Not too much to report. Things are good. "Brother " is three months old (and one week) -that's what he gets called most of the time -Brother. I wonder how long that will stick. He is smiling and cooing, and all that wonderful stuff that he's supposed to be doing at this age. All good.


Ray is also doing all that she is supposed to be doing at two years and seven months old.


-am I doing all that I'm supposed to be doing at thirty-four years old? Good question. Some days I feel like I'm supposed to be maintaining some sort of marketable skills for when my kids are old enough for me to be going back to work. I feel scared -like each day that I do only "mommy" things is getting me further from ever being able to earn a living again. -But this is all I can manage right now.

I knit obsessively. It's really the only thing I have going besides childcare, and it really helps me. It sure doesn't make me any money, though. I have so many projects going right now, and such a queue going in my head that I feel like I may never catch up by Christmas. I like it, though.

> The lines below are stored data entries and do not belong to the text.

PR #207, opened 2026-01-08
added dump for 0.1 version of txnbin

HimanshuChoudhary-Xilinx:
```aiebu-dump -d -m aie2txn  <ml_txn.bin>```
was dumping only optimized (1.0version) txnbin 
Added fix for 0.1 version of txnbin

### DIFF
--- a/src/cpp/common/file_utils.cpp
+++ b/src/cpp/common/file_utils.cpp
@@ -13,7 +13,10 @@ constexpr unsigned int magic_length = 16;
 constexpr unsigned int elf_magic = 0x464c457f;
 
 // TODO: Add magic numbers for other AIE flavors
-constexpr unsigned int ctrlcode_magic_aie2 = 0x06040001;
+// optimized header major:1 minor:0 col:4 row:6
+constexpr unsigned int ctrlcode_magic_aie2_opt = 0x06040001;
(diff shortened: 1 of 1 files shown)

### CODE REVIEW

File: src/cpp/common/file_utils.cpp [hunk 1]
```diff
@@ -13,7 +13,10 @@ constexpr unsigned int magic_length = 16;
 constexpr unsigned int elf_magic = 0x464c457f;
 
 // TODO: Add magic numbers for other AIE flavors
-constexpr unsigned int ctrlcode_magic_aie2 = 0x06040001;
+// optimized header major:1 minor:0 col:4 row:6
+constexpr unsigned int ctrlcode_magic_aie2_opt = 0x06040001;
+// non-optimized header major:0 minor:1 col:4 row:6
+constexpr unsigned int ctrlcode_magic_aie2 = 0x06040100;
```
larry9523: I think the "04" in the so called magic number is not column. It is the generation. #col varies between control code.

larry9523 (changes requested):
Please fix the comment.

src/cpp/common/file_utils.cpp
HimanshuChoudhary-Xilinx: fixed

larry9523 (approved):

I have begun taking walks alone on the mornings that Josh leaves for work at 11:00. This also helps. I like heading out when everything is still a bit frozen, and there are sometimes snowflakes. On the way home the road is wet, and the eaves are all dripping. I bring a mug of coffee with me, or stop for a fill-up in town. I can stop in to visit all my favorite shopkeepers who always exclaim how strange it is to see me without my babies. Everyone says: "Good for you!" when I come in alone. I cherish these walks, and I think I will try to keep going until the weather insists that I quit. Walking has been a very healthy thing for me in recent years. Mostly I like to follow my town up the mountain and hang around the oldest and most interesting houses -many of which are in various states of decay. I love old houses, and some that we have here are built in impossibly steep locations.




Well, enough. My thoughts tend to drift these days.

3 comments:

Julia said...

I call the "time off from work" at home raising kids mombattical. It's not a vacation. But it's not the same as a sabbatical. It's a time of intense learning of new skills. Supreme Court Justice Sandra Day O'Conner took a five year hiatus from her career to raise her kids. It seems to have worked for her. You're already doing a lot with two kids--one being a three month old. That's all you need to do right now. The time will come for more. And you will recognize it. Enjoy your morning walks.

Paula said...

Thank you so much for your kind words. They really help.

mother of squirrel said...

my friends son has called her sister "my sister" ever since she was born and now she is 4 years old.
He NEVER calls her by her first name-NEVER-just "my sister"...
we laugh at him all the time-so cute!!!